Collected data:
---+---

PR #3237, opened 2026-06-26
PICARD-3325: Fix tag view double-counting selected tracks after refresh

zas:
## Summary

* This is a…
  * [x] Bug fix
  * [ ] Feature addition
  * [ ] Refactoring
  * [ ] Other

Fix the metadata box showing inflated item counts (e.g. "different across 6 items" instead of 3) after pressing Ctrl+R when both an album node and its track nodes are selected.

## Problem

* JIRA ticket: PICARD-3325

After metadata refresh (Ctrl+R), album tracks are re-created as new Python objects. However, `window.selected_objects` still held references to the old Track instances. The metadatabox then counted both the stale tracks from `selected_objects` and the new tracks obtained via the Album node, resulting in double-counting.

---+---

Problem to work on> Reproduce each record shown above without altering a single word.

Written reply>
PR #3237, opened 2026-06-26
PICARD-3325: Fix tag view double-counting selected tracks after refresh

zas:
## Summary

* This is a…
  * [x] Bug fix
  * [ ] Feature addition
  * [ ] Refactoring
  * [ ] Other

Fix the metadata box showing inflated item counts (e.g. "different across 6 items" instead of 3) after pressing Ctrl+R when both an album node and its track nodes are selected.

## Problem

* JIRA ticket: PICARD-3325

After metadata refresh (Ctrl+R), album tracks are re-created as new Python objects. However, `window.selected_objects` still held references to the old Track instances. The metadatabox then counted both the stale tracks from `selected_objects` and the new tracks obtained via the Album node, resulting in double-counting.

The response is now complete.